• **Work order**
Reproduce the full set of records that follow, exactly as shown.

• **Data records**
=-=-=
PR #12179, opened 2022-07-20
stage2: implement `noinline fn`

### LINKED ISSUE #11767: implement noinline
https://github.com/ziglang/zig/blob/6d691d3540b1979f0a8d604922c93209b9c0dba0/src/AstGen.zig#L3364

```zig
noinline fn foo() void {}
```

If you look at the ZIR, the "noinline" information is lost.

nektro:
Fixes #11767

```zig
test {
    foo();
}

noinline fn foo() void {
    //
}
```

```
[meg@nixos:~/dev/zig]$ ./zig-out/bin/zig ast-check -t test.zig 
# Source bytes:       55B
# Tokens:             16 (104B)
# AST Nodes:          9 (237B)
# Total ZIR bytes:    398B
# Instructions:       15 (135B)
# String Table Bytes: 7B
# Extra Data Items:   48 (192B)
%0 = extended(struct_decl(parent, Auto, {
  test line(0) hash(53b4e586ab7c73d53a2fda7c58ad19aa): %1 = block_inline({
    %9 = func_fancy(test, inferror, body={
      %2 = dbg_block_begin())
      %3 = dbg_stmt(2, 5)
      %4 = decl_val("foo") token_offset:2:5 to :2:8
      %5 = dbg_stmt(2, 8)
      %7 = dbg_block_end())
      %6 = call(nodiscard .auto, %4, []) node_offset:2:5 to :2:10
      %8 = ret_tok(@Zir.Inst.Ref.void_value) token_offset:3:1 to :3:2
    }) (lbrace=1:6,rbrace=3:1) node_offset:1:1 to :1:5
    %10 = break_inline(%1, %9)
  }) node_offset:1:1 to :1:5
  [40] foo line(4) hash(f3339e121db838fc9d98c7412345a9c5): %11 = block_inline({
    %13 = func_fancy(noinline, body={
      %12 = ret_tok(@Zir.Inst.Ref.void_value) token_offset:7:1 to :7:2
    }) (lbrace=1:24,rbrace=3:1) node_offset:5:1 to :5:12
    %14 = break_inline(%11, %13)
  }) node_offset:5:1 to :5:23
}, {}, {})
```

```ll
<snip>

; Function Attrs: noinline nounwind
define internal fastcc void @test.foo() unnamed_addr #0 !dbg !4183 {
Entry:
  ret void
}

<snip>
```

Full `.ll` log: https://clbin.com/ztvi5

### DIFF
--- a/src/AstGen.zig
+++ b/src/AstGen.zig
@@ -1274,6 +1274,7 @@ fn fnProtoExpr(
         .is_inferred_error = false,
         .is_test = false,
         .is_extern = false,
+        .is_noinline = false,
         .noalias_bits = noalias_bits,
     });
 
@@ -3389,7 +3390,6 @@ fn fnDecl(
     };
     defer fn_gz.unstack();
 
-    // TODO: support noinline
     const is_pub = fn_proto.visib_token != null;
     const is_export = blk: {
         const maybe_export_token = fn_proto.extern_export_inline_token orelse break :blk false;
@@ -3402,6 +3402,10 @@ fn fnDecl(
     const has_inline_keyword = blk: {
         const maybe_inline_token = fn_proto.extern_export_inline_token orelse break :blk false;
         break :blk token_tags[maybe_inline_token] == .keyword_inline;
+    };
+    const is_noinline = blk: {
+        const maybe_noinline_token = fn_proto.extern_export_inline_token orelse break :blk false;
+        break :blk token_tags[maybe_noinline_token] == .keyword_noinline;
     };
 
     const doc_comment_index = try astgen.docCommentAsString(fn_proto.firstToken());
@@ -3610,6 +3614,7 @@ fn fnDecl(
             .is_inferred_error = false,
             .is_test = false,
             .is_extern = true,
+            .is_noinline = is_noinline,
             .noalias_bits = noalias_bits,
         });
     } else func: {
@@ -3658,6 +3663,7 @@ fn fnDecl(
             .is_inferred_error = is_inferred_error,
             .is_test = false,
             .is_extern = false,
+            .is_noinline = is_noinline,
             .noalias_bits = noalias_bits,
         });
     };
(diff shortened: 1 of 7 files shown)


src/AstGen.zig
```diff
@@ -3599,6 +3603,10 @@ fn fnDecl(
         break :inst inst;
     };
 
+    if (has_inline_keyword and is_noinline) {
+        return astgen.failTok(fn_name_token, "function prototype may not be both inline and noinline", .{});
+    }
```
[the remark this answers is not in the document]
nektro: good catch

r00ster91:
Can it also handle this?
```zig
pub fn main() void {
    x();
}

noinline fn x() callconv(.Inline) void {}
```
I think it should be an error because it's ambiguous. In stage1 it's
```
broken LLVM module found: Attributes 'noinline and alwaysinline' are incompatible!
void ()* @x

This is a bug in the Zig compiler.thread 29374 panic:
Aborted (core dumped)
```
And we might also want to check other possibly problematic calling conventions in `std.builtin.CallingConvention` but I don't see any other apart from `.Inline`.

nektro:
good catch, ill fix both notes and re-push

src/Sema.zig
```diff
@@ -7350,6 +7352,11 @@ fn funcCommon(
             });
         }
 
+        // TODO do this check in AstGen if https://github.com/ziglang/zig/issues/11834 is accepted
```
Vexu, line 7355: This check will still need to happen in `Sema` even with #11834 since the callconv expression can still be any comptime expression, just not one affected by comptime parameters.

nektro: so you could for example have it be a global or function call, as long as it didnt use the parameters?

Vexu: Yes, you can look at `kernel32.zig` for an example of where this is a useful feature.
=-=-=
• **Task output**
PR #12179, opened 2022-07-20
stage2: implement `noinline fn`

### LINKED ISSUE #11767: implement noinline
https://github.com/ziglang/zig/blob/6d691d3540b1979f0a8d604922c93209b9c0dba0/src/AstGen.zig#L3364

```zig
noinline fn foo() void {}
```

If you look at the ZIR, the "noinline" information is lost.

nektro:
Fixes #11767

```zig
test {
    foo();
}

noinline fn foo() void {
    //
}
```

```
[meg@nixos:~/dev/zig]$ ./zig-out/bin/zig ast-check -t test.zig 
# Source bytes:       55B
# Tokens:             16 (104B)
# AST Nodes:          9 (237B)
# Total ZIR bytes:    398B
# Instructions:       15 (135B)
# String Table Bytes: 7B
# Extra Data Items:   48 (192B)
%0 = extended(struct_decl(parent, Auto, {
  test line(0) hash(53b4e586ab7c73d53a2fda7c58ad19aa): %1 = block_inline({
    %9 = func_fancy(test, inferror, body={
      %2 = dbg_block_begin())
      %3 = dbg_stmt(2, 5)
      %4 = decl_val("foo") token_offset:2:5 to :2:8
      %5 = dbg_stmt(2, 8)
      %7 = dbg_block_end())
      %6 = call(nodiscard .auto, %4, []) node_offset:2:5 to :2:10
      %8 = ret_tok(@Zir.Inst.Ref.void_value) token_offset:3:1 to :3:2
    }) (lbrace=1:6,rbrace=3:1) node_offset:1:1 to :1:5
    %10 = break_inline(%1, %9)
  }) node_offset:1:1 to :1:5
  [40] foo line(4) hash(f3339e121db838fc9d98c7412345a9c5): %11 = block_inline({
    %13 = func_fancy(noinline, body={
      %12 = ret_tok(@Zir.Inst.Ref.void_value) token_offset:7:1 to :7:2
    }) (lbrace=1:24,rbrace=3:1) node_offset:5:1 to :5:12
    %14 = break_inline(%11, %13)
  }) node_offset:5:1 to :5:23
}, {}, {})
```

```ll
<snip>

; Function Attrs: noinline nounwind
define internal fastcc void @test.foo() unnamed_addr #0 !dbg !4183 {
Entry:
  ret void
}

<snip>
```

Full `.ll` log: https://clbin.com/ztvi5

### DIFF
--- a/src/AstGen.zig
+++ b/src/AstGen.zig
@@ -1274,6 +1274,7 @@ fn fnProtoExpr(
         .is_inferred_error = false,
         .is_test = false,
         .is_extern = false,
+        .is_noinline = false,
         .noalias_bits = noalias_bits,
     });
 
@@ -3389,7 +3390,6 @@ fn fnDecl(
     };
     defer fn_gz.unstack();
 
-    // TODO: support noinline
     const is_pub = fn_proto.visib_token != null;
     const is_export = blk: {
         const maybe_export_token = fn_proto.extern_export_inline_token orelse break :blk false;
@@ -3402,6 +3402,10 @@ fn fnDecl(
     const has_inline_keyword = blk: {
         const maybe_inline_token = fn_proto.extern_export_inline_token orelse break :blk false;
         break :blk token_tags[maybe_inline_token] == .keyword_inline;
+    };
+    const is_noinline = blk: {
+        const maybe_noinline_token = fn_proto.extern_export_inline_token orelse break :blk false;
+        break :blk token_tags[maybe_noinline_token] == .keyword_noinline;
     };
 
     const doc_comment_index = try astgen.docCommentAsString(fn_proto.firstToken());
@@ -3610,6 +3614,7 @@ fn fnDecl(
             .is_inferred_error = false,
             .is_test = false,
             .is_extern = true,
+            .is_noinline = is_noinline,
             .noalias_bits = noalias_bits,
         });
     } else func: {
@@ -3658,6 +3663,7 @@ fn fnDecl(
             .is_inferred_error = is_inferred_error,
             .is_test = false,
             .is_extern = false,
+            .is_noinline = is_noinline,
             .noalias_bits = noalias_bits,
         });
     };
(diff shortened: 1 of 7 files shown)


src/AstGen.zig
```diff
@@ -3599,6 +3603,10 @@ fn fnDecl(
         break :inst inst;
     };
 
+    if (has_inline_keyword and is_noinline) {
+        return astgen.failTok(fn_name_token, "function prototype may not be both inline and noinline", .{});
+    }
```
[the remark this answers is not in the document]
nektro: good catch

r00ster91:
Can it also handle this?
```zig
pub fn main() void {
    x();
}

noinline fn x() callconv(.Inline) void {}
```
I think it should be an error because it's ambiguous. In stage1 it's
```
broken LLVM module found: Attributes 'noinline and alwaysinline' are incompatible!
void ()* @x

This is a bug in the Zig compiler.thread 29374 panic:
Aborted (core dumped)
```
And we might also want to check other possibly problematic calling conventions in `std.builtin.CallingConvention` but I don't see any other apart from `.Inline`.

nektro:
good catch, ill fix both notes and re-push

src/Sema.zig
```diff
@@ -7350,6 +7352,11 @@ fn funcCommon(
             });
         }
 
+        // TODO do this check in AstGen if https://github.com/ziglang/zig/issues/11834 is accepted
```
Vexu, line 7355: This check will still need to happen in `Sema` even with #11834 since the callconv expression can still be any comptime expression, just not one affected by comptime parameters.

nektro: so you could for example have it be a global or function call, as long as it didnt use the parameters?

Vexu: Yes, you can look at `kernel32.zig` for an example of where this is a useful feature.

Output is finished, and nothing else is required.